Подобные конструкции Серёгин видел в деревнях, но не в действии, в их предназначении он не сомневался, считая, что это маленькие саночки. Почему такие маленькие? Ну, наверное, для маленькой лошадки А оказалось  вон как! Лошадка вполне обычная, просто тащить эти саночки  их Арсений называл «волокушами»  надо было не по снегу. Преимущества перед колёсами, а они были бесспорными, Сергей уже заметил. Во-первых  простота и быстрота изготовления; во-вторых  бесшумность передвижения: волокуши не трясло и ничего в них не скрипело, как иногда бывает при эксплуатации телег; а в-третьих  это, пожалуй, самое главное достоинство  чудо-повозка с лёгкостью преодолевала бездорожье.

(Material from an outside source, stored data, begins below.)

PR #1560, opened 2025-01-07
Support dandischema v0.11.0

jwodder:
Blocked by https://github.com/dandi/dandi-archive/pull/2132


yarikoptic:
docs issue is known/unrelated. Let's proceed and see where it would get us, thank you!

PR #1478, opened 2025-02-03
Subxt tests

haider-rs:
- Adds local cache to store data for chronicle transactions.
- Add Mock implementation for timechain communication.
- Writes test for the communication between subxt and timechain.


dvc94ch (commented):
Nice. Although I think all the calls that work offline, like signing, you don't have to mock

dvc94ch (commented):
Like sign_payload for example...

dvc94ch (approved):

primitives/src/shard.rs
```diff
@@ -23,8 +23,83 @@ pub type TssHash = [u8; 32];
...
+	}
+
+	pub fn deserialize<'de, D>(deserializer: D) -> Result<ProofOfKnowledge, D::Error>
+	where
+		D: Deserializer<'de>,
+	{
+		let bytes = <Vec<u8>>::deserialize(deserializer)?;
+		ProofOfKnowledge::try_from(bytes).map_err(|_| D::Error::custom("invalid public key length"))
+	}
+}
```
dvc94ch: why are these needed?

tc-subxt/Cargo.toml
```diff
@@ -28,6 +28,11 @@ subxt-signer.workspace = true
 
 time-primitives = { workspace = true, default-features = true }
 tc-subxt-metadata = { path = "metadata" }
+env_logger.workspace = true
+tokio-stream = { version = "0.1", features = ["sync"]}
+redb = "2.1.2"
+bincode = "1.3.3"
+
```
dvc94ch, line 36: would be nice to keep them ordered alphabetically, also why is env_logger needed here?

dvc94ch: ah, I assume it should be a dev-dependency?

primitives/src/shard.rs
dvc94ch: I see now, you're using serde + bincode instead of parity scale codec

tc-subxt/src/db.rs
```diff
@@ -0,0 +1,95 @@
...
+		write_tx.commit()?;
+		Ok(Self { db, public_key })
+	}
+}
+
+impl ITransactionDbOps for TransactionsDB {
+	fn store_tx(&self, tx_data: &TxData) -> Result<()> {
+		let mut composite_key = [0u8; 64];
+		composite_key[..32].copy_from_slice(&self.public_key);
+		composite_key[32..].copy_from_slice(tx_data.hash.as_bytes());
```
dvc94ch, line 33: wouldn't it be easier to index txdata by the nonce instead?

tc-subxt/src/lib.rs
```diff
@@ -11,16 +12,20 @@ use subxt::backend::rpc::RpcClient;
...
-mod worker;
+pub mod db;
+pub mod metadata;
+pub mod timechain_client;
+pub mod worker;
 
 use metadata::technical_committee::events as CommitteeEvent;
 
 pub use subxt_signer::sr25519::Keypair;
+pub const DB_PATH: &str = "cached_tx.redb";
```
dvc94ch: path should be provided as an argument

dvc94ch (approved):
looks good

tc-subxt/src/timechain_client.rs
```diff
@@ -0,0 +1,239 @@
...
+
+#[async_trait::async_trait]
+pub trait ITimechainClient {
+	type Submitter: ITransactionSubmitter + Send + Sync;
+	type Block: IBlock + Send + Sync;
+	type Update: Send + Sync;
+	async fn get_latest_block(&self) -> Result<BlockDetail>;
+	fn sign_payload<Call>(&self, call: &Call, params: ExtrinsicParams) -> Vec<u8>
+	where
+		Call: Payload + Send + Sync;
```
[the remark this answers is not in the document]
haider-rs: its easier to debug problems with current imlementation since its test the hash can be easily mapped to the nonce of user.

tc-subxt/src/db.rs
haider-rs: actually if a chronicle would change the account of the chronicle then the transactions in the db will not be for that account. thats why i mapped with the public key instead.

Серёгин шёл позади, видел и удивлялся, как преодолевались заболоченные участки; там, где он проваливался чуть ли не по колено, саночки тонули, ну, сантиметров на пять-десять. По колеям и косогорам, где, по его мнению, перевернулся бы любой УАЗик, их повозка проходила, лишь слегка замедлив ход. Полозья, широко расставленные в стороны, словно цеплялись за землю в нужное время, в то же время они легко скользили и по траве, и по пыльной дороге. Деревья, упавшие через тропу, тоже не представляли для них препятствия, если, конечно, лошадь могла перешагнуть лежащий на их пути ствол. Лишь один раз Лиза просмотрела пенёк, и пришлось Культурку спятить на пару шагов назад. Пень этот был сантиметров семьдесят и поэтому не прошёл под волокушами. Будь он ну хоть чуточку короче, его бы даже и не заметили.

Сергей шагал и обдумывал последний разговор с Лизой, точнее, разговор, который произошёл последней ночью. Возбуждённые предстоящим отъездом, а, может быть, разбалованные Арсением, который оставил им обилие дров, они долго не ложились спать. Сидели у костра. Сидели и разговаривали. Разговаривали и пили чай. Пили чай и при свете костра смотрели друг на друга.

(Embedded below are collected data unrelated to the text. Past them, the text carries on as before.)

PR #1516, opened 2025-02-07
primitives: properly integrate with ss58 registry

FlorianFranzen:
## Description

This ensures that the correct ss58 prefix is used at all times by properly configuring sp_core where needed.


penumbra23:
@FlorianFranzen So this initializes the clients to always use the proper ss58 format based on the metadata I suppose? No need to manually set it anymore?

FlorianFranzen:
It sets some of the internal defaults and the IDs come from the official (and patched) registry.

dvc94ch (approved):
not sure why this is better or why ci is acting up...

peektism (approved):

FlorianFranzen:
Will merge it as soon as I can get a clean integration test run.

PR #1539, opened 2025-02-11
eth-bridge: enable SORA eth-bridge for mainnet

### LINKED ISSUE #1515: Runtime-specific weights for SORA pallets
ideally weights computed in context of runtime but this is fine for right now

_Originally posted by @4meta5 in https://github.com/Analog-Labs/timechain/pull/1514#discussion_r1947073469_

dvc94ch:
Closes #1515


runtime/src/configs/bridge.rs
```diff
@@ -46,5 +46,5 @@ impl bridge_multisig::Config for Runtime {
 	type DepositBase = DepositBase;
 	type DepositFactor = DepositFactor;
 	type MaxSignatories = MaxSignatories;
-	type WeightInfo = bridge_multisig::weights::SubstrateWeight<Runtime>;
+	type WeightInfo = weights::bridge_multisig::WeightInfo<Runtime>;
```
libreamartists, line 49: should this be set based on testnet vs mainnet weights used?

penumbra23: It does so by selectively importing here in the `runtime/src/weights/mod.rs` based on the feature flag given (`testnet` or default)

penumbra23:
As usual, `try-runtime` fails the check (because of the NominationPools issue we have) but it compiles

peektism (approved):

FlorianFranzen (approved):
Looks like the code activated successfully: 
```
🐥 New pallet "EthBridge" detected in the runtime. Initializing the on-chain storage version to match the storage version defined in the pallet: StorageVersion(1)
🐥 New pallet "BridgeMultisig" detected in the runtime. The pallet has no defined storage version, so the on-chain version is being initialized to StorageVersion(0).
```
Anything these two pallets do to our runtime logic we should be aware about?

FlorianFranzen:
@dvc94ch Hope it was ok that I added the node side of things as well.

FlorianFranzen:
Ok, looks like it now also builds a bridge node for us. Gave it a quick try, seems ready to go.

За эту ночь Серёгин получил множество ответов на вопросы, которые уже давно волновали его. Получил ответы на вопросы, которые задавал вслух, которые крутились у него в голове, но произнести которые он никогда бы не решился. А также были вопросы, о существовании которых Сергей даже не догадывался. Сейчас, шагая за волокушами, перескакивая через поваленные деревья, шли они не по дороге, а по еле заметной, петляющей тропе, которая иногда терялась в мелкаче. Под ритмичный аккомпанемент Культурки его мысли строились в какой-то порядок, и у него начинала рисоваться почти понятная, но в то же время совершенно необъяснимая, местами абсурдная картинка. Так, всё по порядку, как говорится, по полочкам.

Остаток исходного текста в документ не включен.